The first time you run the test, it passes and stores the result in a file. Then, it compares the result of further runs with the one that was stored. If it’s different, the test will fail. The idea is to detect if anything changed!

2. ✅ Use test coverage to find all input combinations

Once you have your first snapshot, you have 1 scenario covered. There is certainly much more you need to find out before you can feel confident changing your code.

This is where test coverage is a very useful tool. It tells you which code is not tested!

Here’s an example:

gilded rose

Red lines are the ones that are not covered. Your goal is to have no red line. Change all inputs you can so you cover as many scenarios as possible!

3. 👽 Use mutations to verify your snapshots

Once you’ve covered everything with tests, there’s one last thing to check: that you’re actually covering the code.

This is the limit of test coverage: it doesn’t prove the quality of your tests. You can have 100% test coverage without testing much. This is why I never set a % of test coverage as a metric. It’s a useful tool, but it can’t be an objective.

How do you quickly verify the quality of your tests? By introducing “mutations”. Concretely, this means you should introduce bugs in the source code deliberately, so you can check a test is failing.

My preferred way of doing so is to comment code. Comment a line of code, then run the tests:

  • If they fail, you can rejoice to know that you have a safety net if you introduce a bug here.
  • If they pass, you need to find the combination of the missing inputs that will cover this scenario.

Why does it work?

When you’re done, you can restructure your code safely. If you do a mistake, you’ll know immediately. That’s when it pays off and you save so much time!

You don’t really need to understand what the code does before you can apply the technique, which is a clear benefit. Consider that the code is working a certain way and you want to preserve that.

I was able to write tests in a couple of hours instead of days thanks to this technique.

However, I need to warn you: you can’t keep these tests around!

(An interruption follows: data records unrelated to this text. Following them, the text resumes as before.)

PR #18260, opened 2020-07-10
Kops - Fix branch names for release pipelines

hakman:
Just fixing a typo :)

/cc @rifelpet

### DIFF
--- a/config/jobs/kubernetes/kops/build-pipeline.py
+++ b/config/jobs/kubernetes/kops/build-pipeline.py
@@ -88,13 +88,17 @@ def build_tests(branch, k8s_version, ssh_user):
     name = name.replace('.', '')
 
     y = template
-    y = y.replace('{{branch}}', branch)
     y = y.replace('{{extract}}', extract)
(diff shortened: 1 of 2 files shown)


rifelpet:
I ran the python scripts with these changes in it and got a few more changes in the yaml file than what is in this PR so we should make sure those are included as well.

Also is this to fix a failing job that is looking for a release marker in a different place than where this is publishing it? if so can you link to that job? just so I understand the full picture here.

hakman:
The release `ci-latest.txt` comes from this PR: https://github.com/kubernetes/kops/pull/9272 and `_PULL_BASE_REF` seems to be the branch name.

The pipeline job will use the `ci-latest.txt` file and, if it passes, will update `latest-ci-updown-green.txt`.

I think the script incorrectly assumes the branch mane as `$VERSION` instead of `release-SVERSION`.

rifelpet:
ok that makes sense to me. thanks for the explanation 👍 
/lgtm
/approve

PR #18263, opened 2020-07-10
Delete old Kyma TestGrid configuration file

Ressetkk:
We are introducing automation using [transfigure.sh](https://github.com/kubernetes/test-infra/tree/master/testgrid/cmd/transfigure) for the Kyma test infra and we need to remove the old `kyma.yaml` file.

This removal is mandatory, as right now the testgrid config validation tests are failing because of duplicated names in configs.


Ressetkk:
It’s pretty weird as you are an approver in the owners file

PR #18265, opened 2020-07-10
Use kubekins-e2e 1.18 images for Cluster API

vincepri:


vincepri:
Used `v20200710-6b3b6fe-1.18` instead of latest

PR #18270, opened 2020-07-10
Fix prow config for gce pd driver windows test

jingxu97:
Fix config issues


jingxu97:
cc @krzyzacy @BenTheElder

The main issue with snapshot tests is that they will fail anytime the behavior of the code changes. That’s great when you need to refactor the code. That’s noisy when you need to actually modify the behavior of the code.

If you keep these tests, your team will get used that tests fail after every change. They’ll just get used to updating the snapshots, without really paying attention to what’s failing. When a team behaves like this, I make them delete these tests. They are not worth it.

Therefore, as tempting as it can be, you shouldn’t write snapshot tests in general. The only very valid use-case is the Approval Testing technique.

Approval Testing allows you to refactor code in no time with temporary snapshot tests.

6. Hotspots Analysis 🎯

The best way to regain control over Legacy Code is to improve it progressively. Add tests, refactor some code each and every Pull Request. Make time your best ally.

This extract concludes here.